1\. Dave (designer) works in our NYC across office right across from me
([http://www.carbonmade.com/blog/2009/09/24/150000-portfolios-...](http://www.carbonmade.com/blog/2009/09/24/150000-portfolios-
and-new-office)). Jason (programmer) works back in Chicago and is moving to
NYC in May or sooner. What I find works best is to plan for the future, but
not to necessarily bring it up with the other folks until it's time. I
actually find myself saying "let's focus on the present" a lot more than I
find myself sharing my thoughts for the future. Sharing those thoughts are
best left for when you've completed a new version or a major segment of your
product. Keep everyone focused on the task at hand and bring out your plans
for the future only at the appropriate times.

2\. Someone mentioned in a response to one of my posts (and I'm paraphrasing)
that "a response to a support ticket takes the same time today as it does
tomorrow, so you might as well answer it today." I think that's very true. You
shouldn't let it derail you if you're deep in concentration, but if you see it
and you can take a minute to respond, why not respond then and there? By
responding it won't weigh on you for the rest of the day and affect your other
work.

3\. What troubles have you been having? I think the decision of having a user
guide or not should be based on whether your product needs one or not.
Luckily, ours is simple enough that a few FAQs do all the work for us.

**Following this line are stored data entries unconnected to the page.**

PR #145, opened 2020-11-04
Beach whitebox

jamercer:
originally by @itsLevi0sa (on forums), optimized by @jamercer
https://forum.unity.com/threads/whiteboxing.987468/#post-6491652


amel-unity:
Hey, I swapped the missing tree prefab so now you can use it in the scene. I don't know what happened but the current position of almost all the trees is set to (0,0,0) so if you want to use the new prefab with the right initial positions used in @itsLevi0sa demo or I can merge the changes without the trees if you prefer.

jamercer:
okay. swapping the prefab seems to have confused unity and it zero'd out all the tree transforms when in the 'whiteboxing' branch,(but displayed transforms correctly when in the 'main' branch). i was not able to resolve this even by importing the original scene from the .unitypack. to get this to work i went into 'main' got all the trees, unpacked every tree prefab, saved that to a scene, brought it over to 'whiteboxing'
normally if you were to do this without unpacking the prefab it would assign the tree your swapped model but zero the transform, but since i unpacked it, it preserved the transform but was not able to swap the model. thankfully it was straightforward to manually reassign all the mesh data. so now the beach has trees, they arn't tree prefabs, but they're trees.

jamercer:
i should have imported the original tree prefab when i originally made this commit. not sure why i didn't. anyway.

amel-unity:
Looks great! Thanks a lot. I just made the trees prefabs so we can apply changes on them easier in the future :) I will merge the PR now.

PR #156, opened 2020-11-08
Added wind sensitiveness (green channel) on vertex color of nature FBX assets 

treivize:
Codecks cards:
- [Plants/Leaves wind effect](https://open.codecks.io/unity-open-project-1/decks/24/card/177-plants-leaves-wind-effect)
- [Shader add-on effects](https://open.codecks.io/unity-open-project-1/decks/61/card/17h-shader-add-on-effects)

Forum thread: [Toon Shader](https://forum.unity.com/threads/toon-shader.980874/)

The aim of this PR is to add the wind sensitivity on FBX assets by setting the green channel of their vertex color. Material switches to ToonPlusWind are also made.

image


ciro-unity:
Top contribution! Thanks again, @treivize!

ciro-unity:
Aaaaaaaarggghhhhh... I think this PR broke all of scaling for the nature objects! :(
They look the same size, but they are scale 0.01...

You need to be careful when you export .fbx, the unit in your 3D modeling software counts and will have effects on the scale once imported into Unity. I need to think of a solution... either I re-export the objects from Blender or something, or we might have to ditch the green channel for now and paint them from scratch.

ciro-unity:
This happened to
Tree
Palm
Bamboo
Bush

but not to
Fern
Grass
Flower

?

PR #158, opened 2020-11-10
Added an Editor assembly for the FSM editor scripts

GFX5000i:
This assembly will mark the editor code for removal when building the project since the Editor folder does not do this automatically inside another assembly.


ciro-unity:
I'm merging this without even verifying. Hope it works!!! :D

Ogungodspower5 (commented):
Sell

PR #162, opened 2020-11-10
Dialogue system event fix

kgc00:
https://github.com/UnityTechnologies/open-project-1/issues/163#issue-739547015

https://forum.unity.com/threads/dialogue-system-timeline-track.980712/page-2#post-6507001

Used named methods to subscribe and unsubscribe from events.  Also, took the opportunity to run this system through the input reader, rather than have it bypass the input reader.

1.) put a console log in some event subscription
2.) trigger multiple cutscenes
3.) see that the event was only fired the expected number of times (1)


ciro-unity:
I think these fixes make a lot of sense, I'll just make a couple of small tweaks (tabs instead of spaces?? 😨 ), and merge.

ciro-unity:
Ah nevermind, I know why you used the spaces. Let's leave them like that then!

PR #164, opened 2020-11-10
Added cached conditions to the State Machine v2

GFX5000i:
[Forum > Generic State Machine > Post](https://forum.unity.com/threads/generic-state-machine.979371/page-4#post-6480297)

With these changes the conditions will be cached on the first evaluation of every frame, this will allow the state machine transition logic to be more complex without increased processing in subsequent evaluations on the same frame.
This feature is active by default and can be changed independently for each instance of the condition Scriptable Object.
The caching is based on each instance of the state machine and of its respective SO.

There are a lot of changes on the code that come from refactoring and good practices:
- The abstract function Condition.Statement() changed from public to protected so it can only be used inside the internal Condition.GetStatement(). That is where the caching happens.
- Added documentation regarding all Get methods for the abstract Scriptable Objects to clarify their behaviors.
- Removed the script StateTransitionSO since it was replaced by TransitionTableSO
- Changed public TransitionTableSO.GetInitialState() to internal.
- Changed a few SO references to their specialized classes.
- Disabled the debugger on Pig.prefab so it doesn't spam the console.


ciro-unity:
Merging on the trust :D 
Let's finish this state machine!!

PR #170, opened 2020-11-11
Earring for Townsfolk

Smurjo:
Added an earring for townsfolk to make them different from one another.

It was build with Probuilder, exported to obj for some finishing touches with Blender, then saved as obj again. The material is a simple color.

The earring possibly needs to be placed somewhere else once the townfolk is rigged. Which begs the question whether they can move their ears...


ciro-unity:
Thanks for the PR!
A couple of things:
- The earring was waaaay too high poly. 768 triangles. Consider that an ENTIRE Townsfolk is 5576. So I reduced the polygons and reimported, as .fbx, to 120. I might have exaggerated a bit, but the visual difference is really not that much.
- The Prefab was an empty GameObject with another object inside. I think it's due to how you exported it from the DCC tool. For such a simple decoration, one object is enough, so I simplified the hierarchy.
- I renamed the folder, in general don't use spaces in folders and filenames.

Let me know if you have any other questions here or via email [at] spencerfry
[dot] com. I'm also open to having lunch/coffee/beer with you if you're in NYC
at any time.

------
spencerfry
I wrote a comment for Hacker News back in August in response to a guy's
question about what a non-programmer should do in a startup. My response
received 164 up votes and is the tenth most popular comment of all time. In
this article I add some depth to most of my previous twenty bullet points.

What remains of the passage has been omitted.